# Dorschangel in Dänemark (Insel Als)



## Bademeister1 (21. August 2009)

Hurra hurra die Dorsch sind wieder da !#6

Ich war in der dritten Augustwoche zum kurzurlaub in Fynshav in Dänemark.Zwei Tage nahm ich mir Zeit angel zu fahren.Am ersten angeltag lies der Wind nur drei Stunden angeln zu.Mein Kumpel und ich konnten in dieser Zeit elf gute Dorsche fangen.Am zweiten Angeltag liefen wir sehr zeitig aus,angelten dann bis etwa 13 Uhr und fuhren mit 38 Dorschen und 16 Wittlingen wieder in den Hafen. Bei Fragen die der Köderwahl oder den Fanggebieten betreffen sollte man sich mit Frank Röhrchen  von WRS-Charterboot in verbindung setzen.

mfg Bademeister1


----------



## HD4ever (21. August 2009)

*AW: Dorschangel in Dänemark (Insel Als)*

na, das war dann doch mal ein erfolgreicher Kurztip !!! #6


----------



## lillebæltfisker (25. August 2009)

*AW: Dorschangel in Dänemark (Insel Als)*

ja... ich denke es wird langsam wieder besser mit den Dorschen rund um Fynshav. Habe am Sonntag mit meiner
Frau zusammen 15 "Gute" Dorsche gefangen, und das in nur
3,5 Stunden um die Mittagszeit. Das gibt doch "Hoffnung",
und die stirbt bekanntlich zum Schluß.

Gruß Frank


----------



## Hornhecht (25. August 2009)

*AW: Dorschangel in Dänemark (Insel Als)*

hallo Frank,
das höre ich gerne von dir, der Dorschbestand ist doch noch da, aber wir haben schon Ende August!
Egal, im nächstem Jahr sind wir wieder bei dir, auch ohne die "Uschi".

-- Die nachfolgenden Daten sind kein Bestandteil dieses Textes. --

PR #423, opened 2017-06-16
Guarantee a specific order of db signals; fixes for 10068 & 10070

prculley:
Bug #10068: during a Person delete operation, a large number of HandleError exceptions can occur.  These are somewhat masked by a try/except but we print an exception dump to the terminal.  In some cases the exception can actually go to a Gramps Error View dialog.

It turns out that these are happening because the db signal emits come after the actual commits, and, depending on the order they arrive, our UI objects (Gramplets and status bar), can get HandleErrors.

In particular, during a person delete, if the 'person-update' signal arrived first, UI elements try to update their screens with the (now deleted) person handle.
@Nick-Hall suggested arranging for deletes to be emitted first, this seems to deal with this case (but there are others).

The 'object-delete' and 'object-add' Signals from the db should now come out first, and should be entirely consistent across dbs.

Bug #10070 was found while debugging this case for dbapi; the undo of a delete was not working.  Turns out that when saving transaction data for undo, the data object was being loaded after it had been deleted.

This is a replacement for PR412 which tried to do this by testing for bad handles with has_??_handle calls to the db (now closed).

I have also added a unittest that 
1) checks the signals for primary db operations
2) performs undo and redo and checks actual db results
3) checks the signals for undo/redo db operations
4) checks the callback manager operation
5) does all of the above for both bsddb and dbapi
This should expand our code coverage somewhat and pretty well checks that this PR does what it says.

P.S. I found another case when testing if this worked (family merge), will be another bug/PR.

### DIFF
--- a/gramps/gen/db/generic.py
+++ b/gramps/gen/db/generic.py
@@ -44,7 +44,8 @@ import glob
 from . import (DbReadBase, DbWriteBase, DbUndo, DBLOGNAME, DBUNDOFN,
                KEY_TO_CLASS_MAP, REFERENCE_KEY, PERSON_KEY, FAMILY_KEY,
                CITATION_KEY, SOURCE_KEY, EVENT_KEY, MEDIA_KEY, PLACE_KEY,
-               REPOSITORY_KEY, NOTE_KEY, TAG_KEY, TXNADD, TXNDEL)
+               REPOSITORY_KEY, NOTE_KEY, TAG_KEY, TXNADD, TXNUPD, TXNDEL,
+               KEY_TO_NAME_MAP)
 from ..errors import HandleError
 from ..utils.callback import Callback
 from ..updatecallback import UpdateCallback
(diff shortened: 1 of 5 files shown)


prculley:
@bpisoj; I'll do it myself if it doesn't get done in a few more days,
unless you want to release another drop of gramps50.  Let me know if you
want this done when you get ready to do the release.

Paul C.

Nick-Hall:
The code looks good to me, but I haven't had a chance to test it thoroughly.  Please feel free to merge.

bpisoj:
@prculley
I just release GrampsAIO-5.0.0-alpha2-112-g8f69201a7_win64.exe, when this PR get resolved i will make another one (hope it will be soon)

johnbickmore:
> I just release GrampsAIO-5.0.0-alpha2-112-g8f69201a7_win64.exe,

For those of you looking this can be found on sourceforge and is called [Gtk3.18-GrampsAIO-5.0.0-alpha2-112-g8f69201a7_win64.exe](https://sourceforge.net/projects/gramps/files/Unstable/Gtk3.18-GrampsAIO-5.0.0-alpha2-112-g8f69201a7_win64.exe/download) and not here on github.

bpisoj:
No, that version on sourceforge is different one.
It is made with Gtk-3.14 for testing some bug but is named wrongly with Gtk-3.18

prculley:
Manually merged to preserve commits... (why did we disable normal 'Merge' option for squash and merge?)

PR #424, opened 2017-06-17
Gramplets HandleErrors with Family Merge and issues on close/open

prculley:
This PR was tested on top of https://github.com/gramps-project/gramps/pull/423 to deal with as many HandleErrors as I could.  If you intend to test this, you should accept PR 423 first, I cannot guarantee everything works unless both are present.

This should finish #10068, #10081, #10082, #10089, #10090 and possibly some others.

After PR 423, I discovered that doing a Family merge that also merged at least one parent, would still get HandleErrors.  Root cause, a lot of Gramplets were getting connected to Person history active-changed signal, and thus were doing unnecessary updates.  In this case, the Person update occured before the Family Gramplets got shifted off of the family deleted by the merge, so the Gramplets tried to show the (now deleted) family again.  And got HandleErrors.

I changed the base Gramplet class to only make default connections to the Person History active-change signal when the Gramplet had a navtype of 'Person' from the .gpr file.  So unless a Gramplet has navtype=['Person'] in .gpr it will not get an automatic connection to Person active-changed.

Gruß Uli (Hornhecht) und Paddy


----------



## lillebæltfisker (4. September 2009)

*AW: Dorschangel in Dänemark (Insel Als)*

Hallo Uli,

das freut mich zu hören. War am Diestag mit einem Freund
draußen und haben 22 Dorsche erbeuten können. Waren auch ein paar "Gute" dabei. Der Schwerste mit 5,2 Kg :vik:

Gruß Frank


----------



## lillebæltfisker (18. September 2009)

*AW: Dorschangel in Dänemark (Insel Als)*

Jetzt stimmt auch die Größe,

war gestern mal wieder draußen und konnte wieder ein paar
"Gute" erwischen. Der Schwerste wog 9,1 Kg :m

Gruß Frank


----------



## Carsten Heidorn (18. September 2009)

*AW: Dorschangel in Dänemark (Insel Als)*

Hej Frank. 
fang Deinen Kunden nicht alle Fische weg 
Ich hab ja noch einen Gut bei Dir 
Ich/Wir war/en ja im Mai bei Dir wobei wir nur einen von 2 Tagen rauskonnten aufgrund des Windes.
Wollte eigentlich anfang Okt. nochmal vorbeischauen.
hilsen Carsten


----------



## Malde (15. Oktober 2009)

*AW: Dorschangel in Dänemark (Insel Als)*

Hallo,

das ist der einzigste und aktuellste Thread den ich über Als gefunden hab.

Ich bin mit 2 Kollegen ab dem 24.10 4 Tage in Kegnaes.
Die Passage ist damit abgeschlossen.